• _Task_:
Please take the lines from the one holding "In the future" through the one holding "pull request https://github.com/eclipse/omr/pull/3053." in the data below and copy them exactly.

[Saved entries]
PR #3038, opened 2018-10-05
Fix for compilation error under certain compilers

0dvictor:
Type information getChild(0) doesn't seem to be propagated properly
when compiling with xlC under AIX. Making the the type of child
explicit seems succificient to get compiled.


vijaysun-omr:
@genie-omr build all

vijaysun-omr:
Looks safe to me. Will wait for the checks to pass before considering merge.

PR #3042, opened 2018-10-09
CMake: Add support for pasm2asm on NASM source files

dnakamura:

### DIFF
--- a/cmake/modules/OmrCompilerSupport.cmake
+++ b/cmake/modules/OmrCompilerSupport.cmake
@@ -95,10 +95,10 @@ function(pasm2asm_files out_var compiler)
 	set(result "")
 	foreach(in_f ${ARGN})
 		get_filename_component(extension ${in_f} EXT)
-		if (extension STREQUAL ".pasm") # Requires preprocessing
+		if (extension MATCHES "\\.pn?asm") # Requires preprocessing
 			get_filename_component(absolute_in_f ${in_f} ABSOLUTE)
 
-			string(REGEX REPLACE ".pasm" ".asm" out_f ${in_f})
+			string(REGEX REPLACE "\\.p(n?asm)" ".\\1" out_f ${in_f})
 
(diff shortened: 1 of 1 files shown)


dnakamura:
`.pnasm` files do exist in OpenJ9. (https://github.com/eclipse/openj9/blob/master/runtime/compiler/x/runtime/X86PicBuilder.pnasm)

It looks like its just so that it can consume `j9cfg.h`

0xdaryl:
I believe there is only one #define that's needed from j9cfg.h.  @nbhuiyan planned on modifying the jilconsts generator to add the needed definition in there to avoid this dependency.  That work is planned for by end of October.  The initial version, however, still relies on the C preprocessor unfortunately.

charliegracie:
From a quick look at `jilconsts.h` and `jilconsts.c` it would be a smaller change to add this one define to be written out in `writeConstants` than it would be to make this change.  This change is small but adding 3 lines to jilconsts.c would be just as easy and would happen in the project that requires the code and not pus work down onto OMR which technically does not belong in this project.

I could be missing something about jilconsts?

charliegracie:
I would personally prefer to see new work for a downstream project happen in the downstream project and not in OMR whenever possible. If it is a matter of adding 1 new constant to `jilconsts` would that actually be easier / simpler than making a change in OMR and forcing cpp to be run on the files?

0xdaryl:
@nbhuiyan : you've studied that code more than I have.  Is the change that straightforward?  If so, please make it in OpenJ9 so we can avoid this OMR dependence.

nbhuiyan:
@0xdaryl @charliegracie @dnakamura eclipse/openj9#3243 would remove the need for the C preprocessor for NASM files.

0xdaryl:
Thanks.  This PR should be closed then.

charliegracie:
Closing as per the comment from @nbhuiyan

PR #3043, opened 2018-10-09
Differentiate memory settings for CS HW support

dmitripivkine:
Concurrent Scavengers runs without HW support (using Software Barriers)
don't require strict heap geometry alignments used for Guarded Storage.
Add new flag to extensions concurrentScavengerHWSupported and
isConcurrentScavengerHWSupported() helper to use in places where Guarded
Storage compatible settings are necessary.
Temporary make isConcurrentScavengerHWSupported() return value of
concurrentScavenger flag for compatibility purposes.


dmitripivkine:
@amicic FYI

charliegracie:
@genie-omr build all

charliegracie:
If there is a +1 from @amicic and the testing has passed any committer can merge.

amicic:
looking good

---

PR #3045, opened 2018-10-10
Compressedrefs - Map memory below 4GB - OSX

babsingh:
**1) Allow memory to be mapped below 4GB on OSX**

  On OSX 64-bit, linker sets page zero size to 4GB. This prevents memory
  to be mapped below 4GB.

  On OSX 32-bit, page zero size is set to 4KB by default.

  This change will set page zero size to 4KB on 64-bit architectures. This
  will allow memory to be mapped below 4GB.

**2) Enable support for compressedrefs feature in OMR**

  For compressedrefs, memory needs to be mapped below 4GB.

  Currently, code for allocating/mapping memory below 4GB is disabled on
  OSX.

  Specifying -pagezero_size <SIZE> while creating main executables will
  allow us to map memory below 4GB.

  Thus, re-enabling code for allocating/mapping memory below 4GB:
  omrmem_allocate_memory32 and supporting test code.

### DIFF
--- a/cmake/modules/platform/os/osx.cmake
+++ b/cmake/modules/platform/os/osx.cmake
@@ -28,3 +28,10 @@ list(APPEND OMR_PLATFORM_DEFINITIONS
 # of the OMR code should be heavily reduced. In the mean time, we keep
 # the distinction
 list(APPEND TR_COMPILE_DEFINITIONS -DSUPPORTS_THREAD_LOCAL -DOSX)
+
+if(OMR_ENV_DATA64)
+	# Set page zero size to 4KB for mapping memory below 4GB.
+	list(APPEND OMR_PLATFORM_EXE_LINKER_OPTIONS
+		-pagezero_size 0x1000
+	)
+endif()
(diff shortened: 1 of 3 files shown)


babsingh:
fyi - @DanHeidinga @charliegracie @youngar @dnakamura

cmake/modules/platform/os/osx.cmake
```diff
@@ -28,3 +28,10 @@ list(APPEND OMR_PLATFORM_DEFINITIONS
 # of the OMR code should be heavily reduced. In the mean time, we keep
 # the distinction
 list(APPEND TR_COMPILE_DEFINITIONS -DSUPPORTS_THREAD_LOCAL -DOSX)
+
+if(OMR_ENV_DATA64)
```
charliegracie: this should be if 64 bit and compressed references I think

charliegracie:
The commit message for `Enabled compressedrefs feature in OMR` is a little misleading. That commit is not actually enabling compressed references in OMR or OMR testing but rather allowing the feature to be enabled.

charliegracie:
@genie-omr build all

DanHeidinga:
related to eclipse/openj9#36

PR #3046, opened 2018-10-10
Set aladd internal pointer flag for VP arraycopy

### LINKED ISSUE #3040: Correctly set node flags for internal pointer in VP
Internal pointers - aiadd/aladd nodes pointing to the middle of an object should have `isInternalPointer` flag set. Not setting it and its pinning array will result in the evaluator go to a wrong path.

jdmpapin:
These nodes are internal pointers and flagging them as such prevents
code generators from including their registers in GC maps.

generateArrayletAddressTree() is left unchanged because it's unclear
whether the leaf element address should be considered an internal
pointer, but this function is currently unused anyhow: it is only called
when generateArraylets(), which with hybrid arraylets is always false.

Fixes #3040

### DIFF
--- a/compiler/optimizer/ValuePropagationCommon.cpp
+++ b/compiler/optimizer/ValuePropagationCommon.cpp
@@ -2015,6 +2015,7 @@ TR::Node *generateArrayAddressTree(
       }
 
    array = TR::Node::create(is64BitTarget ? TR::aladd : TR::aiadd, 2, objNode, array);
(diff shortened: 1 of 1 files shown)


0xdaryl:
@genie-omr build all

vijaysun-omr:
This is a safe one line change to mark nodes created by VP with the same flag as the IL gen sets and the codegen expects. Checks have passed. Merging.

* * *

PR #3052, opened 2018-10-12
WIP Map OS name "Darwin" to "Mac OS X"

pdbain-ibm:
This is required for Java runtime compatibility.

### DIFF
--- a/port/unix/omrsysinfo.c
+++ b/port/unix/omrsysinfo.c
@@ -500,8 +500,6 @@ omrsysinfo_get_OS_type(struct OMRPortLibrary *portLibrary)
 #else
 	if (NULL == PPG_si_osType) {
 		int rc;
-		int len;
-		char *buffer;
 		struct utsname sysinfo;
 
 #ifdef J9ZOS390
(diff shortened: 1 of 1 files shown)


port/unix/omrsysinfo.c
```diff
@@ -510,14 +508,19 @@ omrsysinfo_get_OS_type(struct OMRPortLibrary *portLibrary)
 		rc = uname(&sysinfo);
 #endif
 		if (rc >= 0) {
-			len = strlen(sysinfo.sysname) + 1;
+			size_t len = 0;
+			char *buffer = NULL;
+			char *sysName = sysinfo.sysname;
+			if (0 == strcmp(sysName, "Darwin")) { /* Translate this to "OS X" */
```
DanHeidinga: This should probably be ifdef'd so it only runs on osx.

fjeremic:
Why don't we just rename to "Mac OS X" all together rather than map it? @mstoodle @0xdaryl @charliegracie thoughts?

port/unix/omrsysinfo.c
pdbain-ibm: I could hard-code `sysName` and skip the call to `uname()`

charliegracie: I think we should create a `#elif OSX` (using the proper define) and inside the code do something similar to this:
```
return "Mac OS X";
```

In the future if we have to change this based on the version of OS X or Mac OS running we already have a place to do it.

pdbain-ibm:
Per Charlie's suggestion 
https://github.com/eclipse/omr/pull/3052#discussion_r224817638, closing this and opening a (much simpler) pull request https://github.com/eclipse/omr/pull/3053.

• _Solution to the exercise_:
In the future if we have to change this based on the version of OS X or Mac OS running we already have a place to do it.

pdbain-ibm:
Per Charlie's suggestion 
https://github.com/eclipse/omr/pull/3052#discussion_r224817638, closing this and opening a (much simpler) pull request https://github.com/eclipse/omr/pull/3053.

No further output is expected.